Uma das vantagens atribuídas ao concreto bacteriano é a possibilidade de diminuir o uso de cimento em até 30%, dependendo da formulação e do desempenho esperado. A lógica é simples: se o material fissura menos, absorve menos água e dura mais, a obra pode exigir menos reparos, menos reforços e menos substituições ao longo dos anos.
Onde essa solução teria maior impacto nas obras?
O concreto vivo pode ser especialmente útil em obras nas quais a manutenção é cara, difícil ou perigosa. Em uma ponte, por exemplo, uma pequena fissura pode permitir a entrada de água e agentes agressivos. Com o tempo, isso favorece ferrugem, expansão da armadura e perda de desempenho da estrutura.

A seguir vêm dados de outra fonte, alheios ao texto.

PR #105449, opened 2026-05-20
Fix heap-buffer-overflow and null-pointer dereference in Arrow geo/string column readers

Algunenano:
Two bugs fixed in `ArrowColumnToCHColumn` affecting Arrow and ArrowStream formats:

**1. Heap-buffer-overflow in `readColumnWithStringData`**

Reading a file with corrupted intermediate offsets caused
`readColumnWithStringData` to call `insert_assume_reserved` with a per-row
length much larger than the actual values buffer.

The pre-flight reserve loop used only the last chunk entry
(`value_offset(N-1) + value_length(N-1)`), which equals the buffer size for
valid data, but the write loop iterated every row with `value_length(i)` and no
bounds check. A file where an intermediate offset is corrupted (e.g. `offsets[1]`
set to 1 GiB while `offsets[N]` stays at 40 bytes) keeps the reserve at ~40
bytes while the first row's `value_length` becomes 1 GiB.

Fix: accumulate `chars_size` per-row during pre-flight, validating
`value_offset + value_length <= buffer->size()` for every non-null row.
Throws `INCORRECT_DATA` on violation.

**2. Null-pointer dereference and heap-buffer-overflow in `readColumnWithGeoData`**

`buffer->mutable_data()` returns `nullptr` for read-only Arrow IPC buffers
(Arrow's contract: non-mutable buffers return `nullptr` from `mutable_data()`).
This caused an immediate null-pointer dereference (UBSan: applying non-zero
offset to null pointer) on any Arrow file with geo footer metadata, regardless
of data content.

Additionally, there was no bounds check before creating a `ReadBuffer` from the
Arrow value buffer. A corrupted intermediate offset entry could make
`value_length(i)` much larger than the actual data buffer, letting
`parseWKBFormat` read arbitrarily far past the end of the heap allocation.

Fix: use `buffer->data()` (always valid) with `const_cast`; validate
`safe_offset + safe_length <= buffer_size` for every non-null row; move pointer
computation after the null-row check.

Closes https://github.com/ClickHouse/clickhouse-private/issues/58383

Fixed a heap-buffer-overflow when reading Arrow or ArrowStream files with corrupted intermediate offsets in a binary or string column, and a null-pointer dereference when reading geo-tagged Arrow columns.

### Version info
- Merged into: `26.6.1.80`
- Backported to: `26.5.2.4`, `26.4.4.9`, `26.3.12.3`, `25.8.25.6`


Avogar (approved):

Algunenano:
I've extended the PR to cover the case detected by the AI review, and when looking at parallel code I noticed that GeoArrow had the same issue and patched that too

Alguns ambientes tornam essa tecnologia mais interessante:
Áreas com presença de maresia
A maresia acelera a corrosão e exige soluções mais resistentes para proteger estruturas próximas ao litoral.
Locais com contato frequente com água
Túneis, galerias e reservatórios precisam de materiais preparados para suportar exposição recorrente à água.
Estruturas industriais expostas
Ambientes industriais podem ter substâncias químicas, vapores e partículas que aumentam o desgaste das estruturas.
Locais onde reparos geram interdição cara
Em obras públicas, evitar reparos frequentes reduz transtornos, custos operacionais e paralisações no uso da estrutura.
Edificações que precisam durar mais
Construções projetadas para vida útil longa exigem proteção reforçada contra desgaste, umidade e agressões externas.
Por que essa tecnologia ainda não virou padrão?
Apesar do potencial, o concreto bacteriano ainda enfrenta barreiras para uso em larga escala. O custo inicial pode ser maior, a produção exige controle técnico mais rigoroso e o desempenho precisa ser comprovado em diferentes climas, tipos de obra e condições reais de uso.
Outro desafio está na padronização. Para uma construtora adotar o material com segurança, é preciso saber qual bactéria usar, qual nutriente aplicar, como proteger os microrganismos dentro da mistura e como medir a eficiência da autocicatrização ao longo do tempo.
O que o concreto vivo revela sobre o futuro da construção?
O concreto vivo mostra uma mudança importante na forma de pensar materiais de obra. Em vez de apenas resistir ao desgaste, o material passa a reagir ao dano. A fissura deixa de ser somente um sinal de deterioração e passa a acionar um mecanismo interno de reparo.
Se os testes em campo confirmarem os resultados vistos em pesquisas e aplicações controladas, o concreto microbiano pode ganhar espaço em pontes, túneis, prédios, pisos industriais e obras expostas à umidade. A combinação entre menor consumo de cimento, maior vida útil e redução de manutenção explica por que essa tecnologia já entrou no radar da engenharia civil.